I hurried over to my mother. She appeared shrunken, frail. Her sparkling vitality had disappeared from her face. Knowing it was useless, I still shook her shoulder, hoping to wake her. “Mama?”
Nothing. I kissed her forehead, reassured that her skin felt warm, then removed the necklace from around her neck. An old-fashioned cast-iron key hung from the iron box-linked chain. It opened the door to the Archives while also providing some protection against those inclined to have iron allergies. Never underestimate the practicalities of humans who lived with beings that liked to bite first and ask questions later.
Luna met me at the door, wearing an expectant expression. I shook my head, feeling like I kicked a kitten or something. “You need to back up Grady and Boone if things go down. Which seems likely with the way things are going.”
I hoped I framed it like I was giving her an important job—which I was—and less like I was ensuring she rode the pine. From her puppy-dog sad eyes as she held up my scabbard, it seemed like I failed at one more thing today.
“You keep the sword,” I said. “I trust you to keep my mother safe with it. And your mama as well.”
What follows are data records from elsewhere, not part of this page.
PR #96179, opened 2026-07-24
Skip reader task locking for immutable Turbo Tasks reads

marcoshernanz:
## What changed

Tracked output and cell reads now acquire the target task first. If the target is already immutable, the read skips locking the reader task because no dependency edge can be added and the target cannot be invalidated. Mutable targets drop the speculative target lock and reacquire the target/reader pair together, preserving the existing invalidation-race guarantee.

`verify_immutable` deliberately retains the pair-lock path. Listener diagnostics also preserve the tracked reader ID when the fast path skips its guard.

The separate current-task ID cache is in #96180. This PR is now backend-only so the lock-ordering change can receive focused backend review.

## Why

The previous path locked both the target and reader task for every tracked read. That synchronization is necessary for mutable targets but redundant once the target is immutable. Instrumentation found that 1,541,880 of 4,501,364 sampled tracked reads (34.254%) could use the bypass.

## Performance evidence

Measured at `0950e8ae05db20c33302f02257114f5b857edabc` on a dedicated 8-vCPU/16-GiB Vercel Sandbox with frozen side-by-side binaries.

These measurements are directional evidence, not precise estimates. Small percentage changes are difficult to resolve reliably. This campaign and #96180's incremental campaign used separate run sets: the absolute endpoint here does not match #96180's starting point, which demonstrates cross-campaign noise. The values must not be compared across PRs, and their percentages must not be added.

### Browser-driven HMR, 30-second B/C/C/B

- Evaluation: 20.771360 → 19.176645 ms (**-7.677%**)
- Commit: 21.714832 → 20.371425 ms (**-6.187%**)

### Production builds

- First 12-campaign matrix: **-1.931%**
- Complementary 12-campaign matrix: **-1.990%**
- Combined 24-campaign aggregate: **-1.959%**

Five of six balanced blocks favored the candidate. The conservative six-block 95% interval was -4.042% to +0.248%, so the production estimate is supporting evidence rather than a precise claim.

### Causal profiles

- HMR `Storage::access_pair_mut` self time fell from 3.19%/3.19% to 1.21%/1.18%.
- HMR voluntary context switches fell 32.898%.
- Production pair-access self time and voluntary context switches also fell; production voluntary switches changed -14.552%.
- All accepted perf captures reported zero lost samples.

## Validation

On the exact backend-only head (`9ccfd6753526f716466a9584fba8c8753b7d83bf`):

- Complete `turbo-tasks-backend` package tests, integrations, and doctests
- Complete backend package matrix with `--features verify_immutable`
- `cargo fmt --check -p turbo-tasks-backend`
- `git diff --check`
- Conflict-free merge-tree check against current `canary` (`5cdcbbb05b`)

### DIFF
--- a/turbopack/crates/turbo-tasks-backend/src/backend/mod.rs
+++ b/turbopack/crates/turbo-tasks-backend/src/backend/mod.rs
@@ -679,7 +679,12 @@ impl TurboTasksBackend {
 
         let reader_description = reader_task
             .as_ref()
-            .map(|r| EventDescription::new(|| r.get_task_desc_fn()));
+            .map(|r| EventDescription::new(|| r.get_task_desc_fn()))
+            .or_else(|| {
+                need_reader_task.map(|reader_id| {
+                    EventDescription::new(move || move || format!("{reader_id:?}"))
+                })
+            });
         if let Some(value) = check_in_progress(&task, reader_description.clone(), options.tracking)
         {
             return value;
@@ -825,11 +830,16 @@ impl TurboTasksBackend {
         } = options;
 
         let mut ctx = self.execute_context(turbo_tasks);
-        let (mut task, reader_task) = if self.should_track_dependencies()
+        let need_reader_task = if self.should_track_dependencies()
             && !matches!(tracking, ReadCellTracking::Untracked)
             && let Some(reader_id) = reader
             && reader_id != task_id
         {
+            Some(reader_id)
+        } else {
+            None
+        };
+        let (mut task, reader_task) = if let Some(reader_id) = need_reader_task {
             // Immutable tasks never need dependency edges and can never be invalidated. Avoid
             // locking the reader too in that common case. When the task is still mutable, drop
             // the speculative lock and reacquire both locks together to preserve the invalidation
@@ -867,7 +877,7 @@ impl TurboTasksBackend {
             Some(InProgressState::InProgress(..) | InProgressState::Scheduled { .. })
         ) {
             return Ok(Err(self
-                .listen_to_cell(&mut task, task_id, &reader_task, cell)
+                .listen_to_cell(&mut task, task_id, need_reader_task, &reader_task, cell)
                 .0));
         }
         let is_cancelled = matches!(in_progress, Some(InProgressState::Canceled));
@@ -901,7 +911,8 @@ impl TurboTasksBackend {
         }
 
         // Listen to the cell and potentially schedule the task
-        let (listener, new_listener) = self.listen_to_cell(&mut task, task_id, &reader_task, cell);
+        let (listener, new_listener) =
+            self.listen_to_cell(&mut task, task_id, need_reader_task, &reader_task, cell);
         drop(reader_task);
         if !new_listener {
             return Ok(Err(listener));
@@ -927,6 +938,7 @@ impl TurboTasksBackend {
         &self,
         task: &mut impl TaskGuard,
         task_id: TaskId,
+        reader: Option<TaskId>,
         reader_task: &Option<impl TaskGuard>,
         cell: CellId,
     ) -> (EventListener, bool) {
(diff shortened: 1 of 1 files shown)


turbopack/crates/turbo-tasks-backend/src/backend/mod.rs
```diff
@@ -452,11 +452,18 @@ impl TurboTasksBackend {
             None
         };
         let (mut task, mut reader_task) = if let Some(reader_id) = need_reader_task {
-            // Having a task_pair here is not optimal, but otherwise this would lead to a race
-            // condition. See below.
-            // TODO(sokra): solve that in a more performant way.
```
bgw, line 457: You can keep the TODO here, it's still relevant, just only for the mutable case.

turbopack/crates/turbo-tasks-backend/src/backend/mod.rs
```diff
@@ -818,16 +830,28 @@ impl TurboTasksBackend {
...
+            if task.immutable() && !cfg!(feature = "verify_immutable") {
+                (task, None)
+            } else {
+                drop(task);
+                let (task, reader) = ctx.task_pair(task_id, reader_id, TaskDataCategory::All);
+                (task, Some(reader))
+            }
         } else {
             (ctx.task(task_id, TaskDataCategory::All), None)
         };
```
bgw: Hmm... This is the same block of code? Maybe we should follow up by refactoring into a helper?

bgw:
I have less direct experience with the backend, but the changes to `turbopack/crates/turbo-tasks/src/manager.rs` LGTM, and could be split out into a separate PR.

turbopack/crates/turbo-tasks/src/manager.rs
```diff
@@ -576,12 +576,38 @@ impl CurrentTaskState {
...
 }
 
+/// A shareable current-task state handle with the immutable task ID cached
+/// outside the lock. The rest of the state is mutated by global and local
+/// tasks, but the task ID is fixed for the lifetime of an execution.
+#[derive(Clone)]
+struct CurrentTaskStateHandle {
+    current_task_id: Option<TaskId>,
+    state: Arc<RwLock<CurrentTaskState>>,
+}
```
bgw: *Very* minor improvement: Move the `current_task_id` inside the `Arc`, but still outside of the `RwLock`.

marcoshernanz:
Addressed @bgw's feedback:

- Split the `turbo-tasks/src/manager.rs` change back into #96180 and requested @bgw there.
- This PR is backend-only again, with @sokra requested for the lock-ordering review.
- Rewrote both performance sections to make the ~1–2% measurement uncertainty, cross-campaign endpoint mismatch, and non-additive percentages explicit.
- Revalidated both standalone branches with their full package tests, doctests, formatting, clippy, diff checks, and current-canary merge checks.

turbopack/crates/turbo-tasks-backend/src/backend/mod.rs
```diff
@@ -818,19 +842,17 @@ impl TurboTasksBackend {
...
-            // Having a task_pair here is not optimal, but otherwise this would lead to a race
-            // condition. See below.
-            // TODO(sokra): solve that in a more performant way.
-            let (task, reader) = ctx.task_pair(task_id, reader_id, TaskDataCategory::All);
-            (task, Some(reader))
+            Some(reader_id)
         } else {
-            (ctx.task(task_id, TaskDataCategory::All), None)
+            None
         };
```
sokra: `(...).then_some(reader_id)`

turbopack/crates/turbo-tasks-backend/src/backend/mod.rs
sokra: You can drop this check now, as reader_task will be None for immutable tasks

sokra (approved):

She brightened at that and reminded me I still had one of the infinite number of knives she carried. I nodded at Alana, who looked unhappy but resolved.
Grady and Boone had moved next to Mrs. Kennedy. Grady kissed Boone hard on the mouth, glared defiantly around the room, then moved toward his sister. “We’ve got this. Unless you have a problem with me now?”
Apparently, not only had the Council continued its misogynistic practices, it continued to be homophobic as well. If we managed to survive, real change needed to happen in this town. My first inclination was to give a “problem with what?” blow-off statement. But I knew better than that after witnessing the mean things Sadie went through after coming out her senior year in high school. I wanted to protect her, but she wanted to fight her own battles. My strong, beautiful, and stubborn baby girl.